How to choose the right power resistors for electric vehicles

Most electric vehicles will use regenerative braking, which recuperates energy lost through braking and returns it to the battery to increase the range.

However, when the battery is full, the vehicle must rely on its mechanical friction braking system to slow down or stop. 

Instead, it would be more beneficial to use a resistor to discharge the excess energy. Not only would the resistor be useful in the event of an electrical fault, it would also reduce servicing costs owing to reduced wear on the friction braking system. 

The energy dissipated during dynamic braking into the resistor can also be used to heat the cabin or trailer, reducing the requirement for electrical heating, which places an extra load on the battery. 

Heating the cabin

The first step for automotive manufacturers looking to purchase a resistor is to analyse its purpose. If it is to be used for discharging excess energy produced during dynamic braking and heating the cabin, I would advise a liquid-cooled resistor. Discharged energy is transferred as heat to the liquid coolant, which can then be circulated to the vehicle’s heating system. 

This is an effective use of energy that would otherwise be lost. It also reduces the need for an electrical heating system that uses the battery’s energy and cuts the vehicle’s range. Based on an average estimation of the braking power needed for a car, a liquid-cooled resistor used for both applications will require a power rating of 7-10kW. Larger vehicles such as trucks or vans will require a higher rating. 

Pressure drop

In addition to ensuring a sufficient power rating, a vehicle manufacturer buying a liquid-cooled resistor must take pressure drop into account. Within the resistor, liquid flows between the inlet and outlet to remove excess heat. 

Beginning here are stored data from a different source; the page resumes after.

PR #7906, opened 2022-12-15
Add documentation for pausing flow runs

tpdorsey:
Adds a new "Pause a flow run" section to Flows documentation documenting flow run pause and resume.

### Checklist

### DIFF
--- a/docs/concepts/flows.md
+++ b/docs/concepts/flows.md
@@ -608,10 +608,102 @@ Completed(message=None, type=COMPLETED, result='foo', flow_run_id=7240e6f5-f0a8-
 ```
 </div>
 
+## Pause a flow run
 
-## Flow run cancellation
+Prefect enables pausing an in-progress flow run for manual approval. Prefect exposes this functionality via the [`pause_flow_run`](/api-ref/prefect/engine/#prefect.engine.pause_flow_run) and [`resume_flow_run`](/api-ref/prefect/engine/#prefect.engine.resume_flow_run) functions, as well as via the Prefect Orion UI and Prefect Cloud. 
 
-Flow runs can be cancelled from the CLI, UI, REST API, or Python client. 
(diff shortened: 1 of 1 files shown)


docs/concepts/flows.md
```diff
@@ -608,10 +608,102 @@ Completed(message=None, type=COMPLETED, result='foo', flow_run_id=7240e6f5-f0a8-
...
+
+@task
+async def marvin_setup():
+    return "a raft of ducks walk into a bar..."
+@task
+async def marvin_punchline():
+    return "it's a wonder none of them ducked!"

Often this flow will be through channels that may have additional obstacles inside. This causes the pressure of the pumped fluid to drop between the inlet and outlet and, if the pressure becomes too low, the flow will not be sustained. 

A trade-off exists between efficient cooling, which allows a resistor to have a higher power rating, and pressure drop. Resistors with a higher power rating will also experience higher power drop. 

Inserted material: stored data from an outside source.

PR #7919, opened 2022-12-16
Ignore vcs directories git, hg (mercurial) in .prefectignore

quassy:
vcs directories tend to be relatively big and make deployment slow, so they should be ignored by default. Added `.git` and `.hg` here as those are the ones I use.

Right now every deployment of a repository would also upload it's version control history although that's generally not needed or expected. This makes uploads quite a bit faster & cheaper.

I'm not aware of any already existing issue I could link here and it's a small fix.

### Example

Deploy a flow e.g. with to observe the time difference and also check the storage to see there is less data saved:

```
time prefect deployment build foobar.py:foobar --name dev -ib kubernetes-job/foobar-dev -sb gcs/foobar-dev -q kubernetes -a
```

### Checklist

### DIFF
--- a/src/prefect/.prefectignore
+++ b/src/prefect/.prefectignore
@@ -35,3 +35,7 @@ dask-worker-space/
 # Editors
 .idea/
 .vscode/
+
+# VCS
+.git/
+.hg/


madkinsz:
Makes sense to me. @cicdw?

madkinsz (approved):

PR #7928, opened 2022-12-16
Cleanup deployment-start-time feature branch, add tests

serinamarie:
Continuation of https://github.com/PrefectHQ/prefect/pull/7772

### Notes
`dateparser.parse` has a default `PREFER_DATES_FROM` setting of `current_period`. This means that when parsing a date, it will go backwards in time if that's closer than a future time, e.g. if it is currently 5pm, then `dateparser.parse("1pm")` will retrieve a date from earlier today (in the past) because this 1pm is closer than tomorrow at 1pm.

By changing the `PREFER_DATES_FROM` setting to `future` like in this PR, when parsing a date, it will always go forward in time regardless of closeness, e.g. if it is currently 5pm, then `dateparser.parse("1pm")` will retrieve the next future instance of 1pm, meaning tomorrow at 1pm even though today at 1pm is closer in proximity.

We reasoned that most of the time, users want to run deployments at a future date, so we should consistently parse for a future date, rather than inconsistently provide a past date or future date based on proximity.

If needed someday, we could add a setting to enable other behavior.

### Checklist


tests/cli/deployment/test_deployment_run.py
```diff
@@ -0,0 +1,212 @@
...
+    assert len(flow_runs) == 1
+    flow_run = flow_runs[0]
+
+    assert flow_run.state.is_scheduled()
+    scheduled_time = flow_run.state.state_details.scheduled_time
+
+    assert scheduled_time == expected_start_time
+
+
+@pytest.mark.parametrize(
```
serinamarie, line 113: Wondering about testing `expected_display`, in case pendulum made adjustments to `format_diff`.

tests/cli/deployment/test_deployment_run.py
```diff
@@ -0,0 +1,212 @@
+import dateparser
```
serinamarie, line 1: Thinking about adding more tests

tests/cli/deployment/test_deployment_run.py
```diff
@@ -81,7 +110,45 @@ async def test_start_in_option_schedules_flow_run_in_future(
...
+        command=[
+            "deployment",
+            "run",
+            deployment_name,
+            "--start-in",
+            start_in,
+        ],
+        expected_output_contains=["Scheduled start time:", expected_display],
+    )
+
```
serinamarie, line 143: lns 144-148 are probably beyond the scope of this test

requirements.txt
```diff
@@ -9,7 +9,7 @@ cloudpickle >= 2.0
 coolname >= 1.0.4
 croniter >= 1.0.12
 cryptography >= 36.0.1
-dateparser >= 1.0
+dateparser >= 1.1.2
```
madkinsz, line 12: Why do we need the higher version?

src/prefect/cli/deployment.py
```diff
@@ -411,31 +412,44 @@ async def run(
...
 
-    if start_time_raw:
+    elif start_in is None and start_at is None:
+        scheduled_start_time = now
+        human_dt_diff = " (now)"
+    else:
+        if start_in:
+            start_time_raw = "in " + start_in
+        else:
+            start_time_raw = "at " + start_at
```
madkinsz, line 427: Since the above exits if both are set you can just do
```python
if start_in: ... 
elif start_at: ...
else: ...
```

src/prefect/cli/deployment.py
```diff
@@ -411,31 +412,44 @@ async def run(
...
+                    start_time_raw,
+                    settings={
+                        "TO_TIMEZONE": "UTC",
+                        "RELATIVE_BASE": datetime.fromtimestamp(now.timestamp()),
+                    },
+                )
+            except Exception as exc:
+                exit_with_error(
+                    f"Exception occurred while parsing '{start_time_raw}': {exc!r}"
+                )
```
madkinsz, line 444: I'd lean towards "Failed to parse ..." for user-facing messages. When we say "Exception occurred" we'll usually want to include a traceback.

I'd also probably use the string for the exception rather than the repr. What kind of exceptions occur here / with what sort of messages?

src/prefect/cli/deployment.py
```diff
@@ -474,21 +488,17 @@ async def run(
...
             ).to_datetime_string()
-            + " ("
-            + pendulum.format_diff(scheduled_start_time.diff(now))
-            + ")"
+            + human_dt_diff
+        )
+    except Exception as exc:
+        exit_with_error(
+            f"Unable to format scheduled start time display from '{scheduled_start_time}': {exc!r}"
         )
```
madkinsz, line 501: We probably shouldn't have a try/except here, we should always be able to format a date time object correctly. Is there a case where this can happen due to weird user input?

tests/cli/deployment/test_deployment_run.py
```diff
@@ -0,0 +1,212 @@
...
+            start_at,
+        ],
+        expected_output_contains=["Scheduled start time:", expected_start_time],
+    )
+
+    flow_runs = await orion_client.read_flow_runs()
+    assert len(flow_runs) == 1
+    flow_run = flow_runs[0]
+
+    assert flow_run.state.is_scheduled()
```
madkinsz, line 64: There's no assertion here that the flow run is actually scheduled correctly

tests/cli/deployment/test_deployment_run.py
madkinsz: If pendulum changes we can update the test suite, generally we don't guard against possible future changes

tests/cli/deployment/test_deployment_run.py
madkinsz: Yeah I think you could exclude those

tests/cli/deployment/test_deployment_run.py
```diff
@@ -0,0 +1,212 @@
...
+    await run_sync_in_worker_thread(
+        invoke_and_assert,
+        command=[
+            "deployment",
+            "run",
+            deployment_name,
+            "--start-in",
+            start_in,
+        ],
+        expected_output_contains=f"Scheduled start time: {expected_display}",
```
madkinsz, line 100: It seems like this part could be covered by `test_start_at_displays_scheduled_start_time`

tests/cli/deployment/test_deployment_run.py
```diff
@@ -0,0 +1,212 @@
...
+    await run_sync_in_worker_thread(
+        invoke_and_assert,
+        command=[
+            "deployment",
+            "run",
+            deployment_name,
+            "--start-at",
+            start_at,
+        ],
+        expected_output_contains=["Scheduled start time:", expected_start_time],
```
madkinsz, line 57: It seems like this part could be covered by `test_start_at_displays_scheduled_start_time`

tests/cli/deployment/test_deployment_run.py
```diff
@@ -0,0 +1,212 @@
...
+            deployment_name,
+            "--start-at",
+            "foobar",
+        ],
+        expected_code=1,
+        expected_output="Unable to parse scheduled start time 'at foobar'.",
+    )
+
+
+def test_start_in_invalid_input(deployment_name: str):
```
madkinsz, line 182: We may want to try covering some more invalid input types here, like malformed timestamps.

src/prefect/cli/deployment.py
serinamarie: Do you mean `else:` being where `start_in` is None and `start_as` in None? Because there is some logic beneath that specific to `start_in`/`start_at` for assigning `start_time_parsed`, `scheduled_start_time`, and `human_dt_diff`.

src/prefect/cli/deployment.py
serinamarie: Sounds good. These are the exceptions that could occur according to their documentation:

> ValueError: Unknown Language, TypeError: Languages argument must be a list, SettingValidationError: A provided setting is not valid.

Based on that, should we expect that `start_time_parsed` will always be set to `None` if it's parsed incorrectly and that these errors are too unlikely to be concerned about?

src/prefect/cli/deployment.py
serinamarie: I'm not sure I've exhausted the full variety of possible user input through testing/to what extent pendulum can handle all of the reformatting.

tests/cli/deployment/test_deployment_run.py
serinamarie: I'll leave them in favor of [your other comment](https://github.com/PrefectHQ/prefect/pull/7928#discussion_r1052522906)

src/prefect/cli/deployment.py
madkinsz: Yeah I think you can do `else` instead of `elif start_in is None and start_at is None:`

src/prefect/cli/deployment.py
madkinsz: We're in control over the language / settings being passed in, so I think that these errors don't need to be captured — there's nothing the user can do if these occur.

src/prefect/cli/deployment.py
```diff
@@ -439,14 +439,18 @@ async def run(
...
-                )
+                exit_with_error(f"Failed to parse '{start_time_raw!r}': {exc!s}")
 
         if start_time_parsed is None:
             exit_with_error(f"Unable to parse scheduled start time {start_time_raw!r}.")
 
-        scheduled_start_time = pendulum.instance(start_time_parsed)
+        if start_time_parsed.tzinfo:
+            exit_with_error(
+                f"Timezone not expected in '{start_time_raw!r}'. Timezone is inferred with pendulum.tz.local_timezone()."
```
madkinsz, line 449: From a UX perspective, we should definitely let them provide a time zone. We may even want to display in that time zone instead of the local timezone if it's explicitly given.

serinamarie: It’s looking like allowing users to specify a time to start-at such as “5pm PST” is going to be difficult because there isn't consistent mapping/meaning for those abbreviations. Alternatively, asking users to specify a locality-based tz seems not to be a good UX (“America/New York”). Another option could be requiring an offset like “5pm UTC-5” which is probably better than nothing. What do you think?

src/prefect/cli/deployment.py
serinamarie: I'm not sure what you mean, since the `else` on ln 423 handles cases where `start_at` or `start_in` is set. If neither are set, we wouldn't want to do anything from ln 423-452.

requirements.txt
serinamarie: Tests were failing: https://github.com/PrefectHQ/prefect/actions/runs/3752658214/jobs/6375066682#step:12:236
I determined the cause to be: https://github.com/scrapinghub/dateparser/issues/1045 and the solution was implemented here: https://github.com/scrapinghub/dateparser/pull/1046.

src/prefect/cli/deployment.py
```diff
@@ -384,7 +384,8 @@ async def run(
     """
     Create a flow run for the given flow and deployment.
 
-    The flow run will be scheduled for now and an agent must execute it.
+    The flow run will be scheduled for now if start-in or start-at are unspecified;
+    and an agent must execute it.
```
peytonrunyan, line 388: This would sentence kind of confuses me. Maybe:

The flow run will be scheduled to run immediately if `start-in` or `start-at` are not specified. The scheduled run can only be executed by an agent.

src/prefect/cli/deployment.py
```diff
@@ -411,31 +412,46 @@ async def run(
...
-    # Parse the start time if provided
-    if start_in:
-        start_time_raw = "in " + start_in
-    elif start_at:
-        start_time_raw = "at " + start_at
-    else:
-        start_time_raw = None
+    if start_in and start_at:
+        exit_with_error(
+            "Expected optional start_in field or start_at field but not both."
```
peytonrunyan, line 417: Maybe put quotes or ticks around `start_in` and `start_at`?

src/prefect/cli/deployment.py
peytonrunyan: I'm kinda of curious what this looks like to without having a helper function for the raw parsing logic.

peytonrunyan (approved):
A couple minor ux nits (not strong feelings) but otherwise lgtm!

tests/cli/deployment/test_deployment_run.py
```diff
@@ -0,0 +1,318 @@
...
+            "1-1-2020",
+            DateTime(2020, 1, 1, 0, 0, 0, tzinfo=pendulum.tz.local_timezone()),
+        ),
+        (
+            "5 June 2015",
+            DateTime(2015, 6, 5, 0, 0, 0, tzinfo=pendulum.tz.local_timezone()),
+        ),
+    ],
+)
+async def test_start_at_option_schedules_flow_run_in_future(
```
madkinsz, line 155: Might want to rename this test since some of these are not scheduled in the future

tests/cli/deployment/test_deployment_run.py
```diff
@@ -0,0 +1,318 @@
...
+
+
+def test_start_in_option_invalid_input(deployment_name: str):
+    invoke_and_assert(
+        command=[
+            "deployment",
+            "run",
+            deployment_name,
+            "--start-in",
+            "foobar",
```
madkinsz, line 237: Is this the only invalid input worth covering?

madkinsz: What happens if I give a date like I was using "start at"?

src/prefect/cli/deployment.py
```diff
@@ -384,8 +384,7 @@ async def run(
     """
     Create a flow run for the given flow and deployment.
 
-    The flow run will be scheduled for now and an agent must execute it.
-
+    The flow run will be scheduled to run immediately if start-in or start-at are unspecified.
```
madkinsz, line 387:
```suggestion
    The flow run will be scheduled to run immediately unless `--start-in` or `--start-at` is specified.
```

src/prefect/cli/deployment.py
madkinsz: I think the helper function is a bit harder to read than the initial implementation, especially since it does more than one thing (parses the date time _and_ generates a formatted diff). I don't have strong feelings here though.

madkinsz: (unresolving for visibility; does not mean it needs to be addressed)

src/prefect/cli/deployment.py
```diff
@@ -411,31 +410,57 @@ async def run(
...
+
         scheduled_start_time = pendulum.instance(start_time_parsed)
+        human_dt_diff = (
+            " (" + pendulum.format_diff(scheduled_start_time.diff(now)) + ")"
+        )
+        return scheduled_start_time, human_dt_diff
+
+    if start_in and start_at:
+        exit_with_error(
+            "Expected optional `start_in` field or `start_at` field but not both."
```
madkinsz, line 445: We should use the user-facing options here not our internal variable names
```suggestion
            "Only one of `--start-in` or `--start-at` can be set, not both."
```

tests/cli/deployment/test_deployment_run.py
serinamarie: Passing a date to start_in is successful and I believe has the same result as when you pass a date to start_at.

serinamarie: Which is why it was more difficult to think of other cases, but I can pass it invalid dates, at least.

madkinsz: If passing a start-at date to start-in results in scheduling for that date, we might want to add a test confirming that behavior — you could add a note that says it is not by design

serinamarie: Sounds good! I've added such a test

madkinsz (approved):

For larger vehicles, which require the highest power rating, it may be possible to use an additional auxiliary pump. However, smaller vehicles are often limited in space and the pressure drop experienced by a resistor with a higher power rating might be unacceptable. 

Design aspects

The design of the vehicle and placement of resistor could also dictate the choices. 

Another consideration is the level of maintenance required. A liquid-cooled resistor such as the EV2 requires flowing coolant but has no moving parts. Servicing the coolant is as simple as avoiding contamination and ensuring the reservoir is filled.